Work order: Read the data below line by line and copy each one with "ABRecord" in it.

[Dataset excerpts]
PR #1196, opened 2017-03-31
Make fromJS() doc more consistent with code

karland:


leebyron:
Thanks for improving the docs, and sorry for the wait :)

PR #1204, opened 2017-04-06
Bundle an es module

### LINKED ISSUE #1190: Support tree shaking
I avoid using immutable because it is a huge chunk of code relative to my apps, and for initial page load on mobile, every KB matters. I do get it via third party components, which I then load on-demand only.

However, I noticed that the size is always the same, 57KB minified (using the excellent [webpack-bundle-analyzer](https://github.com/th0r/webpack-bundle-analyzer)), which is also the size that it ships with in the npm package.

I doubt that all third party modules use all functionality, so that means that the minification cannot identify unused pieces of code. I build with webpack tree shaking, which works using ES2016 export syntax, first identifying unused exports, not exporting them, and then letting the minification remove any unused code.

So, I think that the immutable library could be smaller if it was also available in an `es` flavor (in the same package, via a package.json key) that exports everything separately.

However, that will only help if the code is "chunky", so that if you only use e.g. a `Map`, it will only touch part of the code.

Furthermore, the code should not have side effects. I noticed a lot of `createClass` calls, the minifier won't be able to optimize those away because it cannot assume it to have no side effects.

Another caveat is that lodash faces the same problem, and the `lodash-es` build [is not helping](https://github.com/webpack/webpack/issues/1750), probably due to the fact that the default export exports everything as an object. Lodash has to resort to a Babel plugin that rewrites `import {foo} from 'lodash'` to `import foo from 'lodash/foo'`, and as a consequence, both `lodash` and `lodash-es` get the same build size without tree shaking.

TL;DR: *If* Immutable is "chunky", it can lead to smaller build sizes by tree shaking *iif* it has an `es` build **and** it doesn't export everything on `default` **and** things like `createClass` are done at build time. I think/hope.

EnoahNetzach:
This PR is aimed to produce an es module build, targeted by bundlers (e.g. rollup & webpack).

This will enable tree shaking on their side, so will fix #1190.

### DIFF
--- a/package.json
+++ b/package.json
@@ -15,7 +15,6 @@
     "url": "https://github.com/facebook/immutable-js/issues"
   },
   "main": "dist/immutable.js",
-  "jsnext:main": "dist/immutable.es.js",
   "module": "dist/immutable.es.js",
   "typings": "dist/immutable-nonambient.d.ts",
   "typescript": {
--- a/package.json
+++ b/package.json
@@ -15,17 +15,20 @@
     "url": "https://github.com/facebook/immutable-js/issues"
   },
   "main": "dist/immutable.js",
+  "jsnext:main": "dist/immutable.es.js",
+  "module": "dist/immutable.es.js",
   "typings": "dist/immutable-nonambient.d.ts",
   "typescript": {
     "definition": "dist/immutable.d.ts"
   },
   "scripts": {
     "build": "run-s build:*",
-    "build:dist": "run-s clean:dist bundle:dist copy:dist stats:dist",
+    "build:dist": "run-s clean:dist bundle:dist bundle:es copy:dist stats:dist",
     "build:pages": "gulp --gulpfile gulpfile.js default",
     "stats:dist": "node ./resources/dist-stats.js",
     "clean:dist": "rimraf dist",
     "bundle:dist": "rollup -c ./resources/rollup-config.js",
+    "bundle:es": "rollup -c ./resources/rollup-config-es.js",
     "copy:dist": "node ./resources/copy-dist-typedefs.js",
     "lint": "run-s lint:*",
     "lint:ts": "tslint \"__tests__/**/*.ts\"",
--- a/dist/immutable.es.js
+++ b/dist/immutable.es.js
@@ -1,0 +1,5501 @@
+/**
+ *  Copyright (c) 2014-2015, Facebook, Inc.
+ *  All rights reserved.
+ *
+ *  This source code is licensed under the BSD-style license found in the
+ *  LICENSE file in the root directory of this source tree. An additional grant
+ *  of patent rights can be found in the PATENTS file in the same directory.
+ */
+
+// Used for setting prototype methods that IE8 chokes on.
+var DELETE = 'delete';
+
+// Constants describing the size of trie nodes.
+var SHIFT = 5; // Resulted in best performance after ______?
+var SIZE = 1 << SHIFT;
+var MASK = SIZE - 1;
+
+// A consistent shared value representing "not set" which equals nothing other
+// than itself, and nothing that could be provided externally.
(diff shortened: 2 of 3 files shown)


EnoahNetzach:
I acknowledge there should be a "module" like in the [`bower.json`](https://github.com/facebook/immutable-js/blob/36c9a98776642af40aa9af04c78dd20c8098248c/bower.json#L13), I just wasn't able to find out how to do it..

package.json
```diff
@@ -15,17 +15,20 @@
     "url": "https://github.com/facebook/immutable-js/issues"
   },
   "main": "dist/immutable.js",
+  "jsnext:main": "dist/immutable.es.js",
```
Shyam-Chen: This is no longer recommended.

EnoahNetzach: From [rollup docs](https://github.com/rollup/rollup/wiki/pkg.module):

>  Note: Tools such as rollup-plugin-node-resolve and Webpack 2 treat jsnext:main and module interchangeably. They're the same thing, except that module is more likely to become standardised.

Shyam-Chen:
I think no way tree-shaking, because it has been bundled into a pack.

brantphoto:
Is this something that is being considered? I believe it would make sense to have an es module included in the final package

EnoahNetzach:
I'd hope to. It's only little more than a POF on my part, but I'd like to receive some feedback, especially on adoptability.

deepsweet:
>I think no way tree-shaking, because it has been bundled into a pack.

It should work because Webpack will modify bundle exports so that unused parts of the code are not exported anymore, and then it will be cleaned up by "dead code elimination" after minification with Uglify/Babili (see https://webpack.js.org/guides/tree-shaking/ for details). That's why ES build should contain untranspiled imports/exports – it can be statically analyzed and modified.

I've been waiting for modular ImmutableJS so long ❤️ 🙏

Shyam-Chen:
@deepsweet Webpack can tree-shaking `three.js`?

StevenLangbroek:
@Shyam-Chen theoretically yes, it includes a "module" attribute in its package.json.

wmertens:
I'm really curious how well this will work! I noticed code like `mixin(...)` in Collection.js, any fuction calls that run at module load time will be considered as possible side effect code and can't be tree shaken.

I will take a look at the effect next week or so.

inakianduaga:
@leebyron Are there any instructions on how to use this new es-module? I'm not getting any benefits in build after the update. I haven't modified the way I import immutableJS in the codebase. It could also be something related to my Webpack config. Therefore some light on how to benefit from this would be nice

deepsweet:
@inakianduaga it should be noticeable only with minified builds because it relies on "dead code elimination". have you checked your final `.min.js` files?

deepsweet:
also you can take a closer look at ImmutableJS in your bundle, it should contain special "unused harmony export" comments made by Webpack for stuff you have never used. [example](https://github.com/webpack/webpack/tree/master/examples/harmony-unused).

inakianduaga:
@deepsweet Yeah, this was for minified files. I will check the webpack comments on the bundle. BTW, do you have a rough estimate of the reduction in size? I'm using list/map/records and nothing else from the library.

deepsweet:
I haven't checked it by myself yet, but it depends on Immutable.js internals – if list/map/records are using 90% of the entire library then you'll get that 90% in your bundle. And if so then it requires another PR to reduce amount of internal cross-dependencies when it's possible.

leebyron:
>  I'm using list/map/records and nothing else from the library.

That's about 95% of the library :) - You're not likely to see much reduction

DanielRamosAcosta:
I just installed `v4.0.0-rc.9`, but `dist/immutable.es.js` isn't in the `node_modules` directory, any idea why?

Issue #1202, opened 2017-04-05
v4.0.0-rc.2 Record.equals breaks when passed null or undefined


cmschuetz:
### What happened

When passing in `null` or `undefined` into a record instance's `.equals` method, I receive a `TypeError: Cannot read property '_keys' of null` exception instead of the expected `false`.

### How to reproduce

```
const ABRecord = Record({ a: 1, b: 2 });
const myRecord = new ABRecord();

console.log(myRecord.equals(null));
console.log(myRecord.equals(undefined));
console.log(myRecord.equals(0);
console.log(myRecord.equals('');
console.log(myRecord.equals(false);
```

Solution below:
const ABRecord = Record({ a: 1, b: 2 });
const myRecord = new ABRecord();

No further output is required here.